Required work:
Nothing in the data may be altered; restate all of it exactly.

── The records

PR #2924, opened 2017-04-13
dlgLineplot

maxwellfundi:
The ucrChkPoints does not reset properly yet. 
This will be fixed soon.


stevekogo:
@maxwellfundi What is the current state of this? Can be opened for reviews any time soon?

maxwellfundi:
@stevekogo this is still on the list of things to be done. 

Soon it will . 

Thanks.

maxwellfundi:
@africanmathsinitiative/developers this is ready for review. I have fixed the issue with the checkbox

maxwellfundi:
@lilyclements I have added in the parameter positions as well as renaming the dialog from dlgPlot to dlgLinePlot. 

@dannyparsons this is now ready for you to review.

dannyparsons:
There is certainly a general issue with the multiple variables and the options sub dialogs which we need to address, but it doesn't need to be sorted in this updating. Disabling the sub dialog when multiple variables selected is the best we can do for now I think.

lilyclements:
I still managed to crash it despite that disabling, by making the sdg changes when on "Single" and then switching to "Multiple". If this is okay as it is, however, then @dannyparsons this is ready for you to review

dannyparsons:
Yes that is still a way to break it but hopefully fairly uncommon. Once the sub dialogs have been updated to the new system I think this will be easier to resolve.

instat/dlgLinePlot.vb
```diff
@@ -1,203 +1,200 @@
...
+        End If
+    End Sub
+
+    Private Sub ucrBase_ClickReset(sender As Object, e As EventArgs) Handles ucrBase.ClickReset
+        SetDefaults()
+        SetRCodeForControls(True)
+    End Sub
+
+    Private Sub TempOptionsDisabledInMultipleVariablesCase()
+        ' Why is this done??
```
dannyparsons: Is this clear now? You can remove this if so.

maxwellfundi: Yeah, i know why we needed this. I think it will be a good temporary solution.

lilyclements: We have something similar to this in some other dialogs, such as line plot. However, it needs to be implemented in some dialogs - such as scatter

dannyparsons: Good so this comment should be removed from the code.

maxwellfundi:
@dannyparsons @lilyclements This works well, we are disabling the options when multiple receiver is the active receiver for ucrvariables as factor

────

Reply to the task:
PR #2924, opened 2017-04-13
dlgLineplot

maxwellfundi:
The ucrChkPoints does not reset properly yet. 
This will be fixed soon.


stevekogo:
@maxwellfundi What is the current state of this? Can be opened for reviews any time soon?

maxwellfundi:
@stevekogo this is still on the list of things to be done. 

Soon it will . 

Thanks.

maxwellfundi:
@africanmathsinitiative/developers this is ready for review. I have fixed the issue with the checkbox

maxwellfundi:
@lilyclements I have added in the parameter positions as well as renaming the dialog from dlgPlot to dlgLinePlot. 

@dannyparsons this is now ready for you to review.

dannyparsons:
There is certainly a general issue with the multiple variables and the options sub dialogs which we need to address, but it doesn't need to be sorted in this updating. Disabling the sub dialog when multiple variables selected is the best we can do for now I think.

lilyclements:
I still managed to crash it despite that disabling, by making the sdg changes when on "Single" and then switching to "Multiple". If this is okay as it is, however, then @dannyparsons this is ready for you to review

dannyparsons:
Yes that is still a way to break it but hopefully fairly uncommon. Once the sub dialogs have been updated to the new system I think this will be easier to resolve.

instat/dlgLinePlot.vb
```diff
@@ -1,203 +1,200 @@
...
+        End If
+    End Sub
+
+    Private Sub ucrBase_ClickReset(sender As Object, e As EventArgs) Handles ucrBase.ClickReset
+        SetDefaults()
+        SetRCodeForControls(True)
+    End Sub
+
+    Private Sub TempOptionsDisabledInMultipleVariablesCase()
+        ' Why is this done??
```
dannyparsons: Is this clear now? You can remove this if so.

maxwellfundi: Yeah, i know why we needed this. I think it will be a good temporary solution.

lilyclements: We have something similar to this in some other dialogs, such as line plot. However, it needs to be implemented in some dialogs - such as scatter

dannyparsons: Good so this comment should be removed from the code.

maxwellfundi:
@dannyparsons @lilyclements This works well, we are disabling the options when multiple receiver is the active receiver for ucrvariables as factor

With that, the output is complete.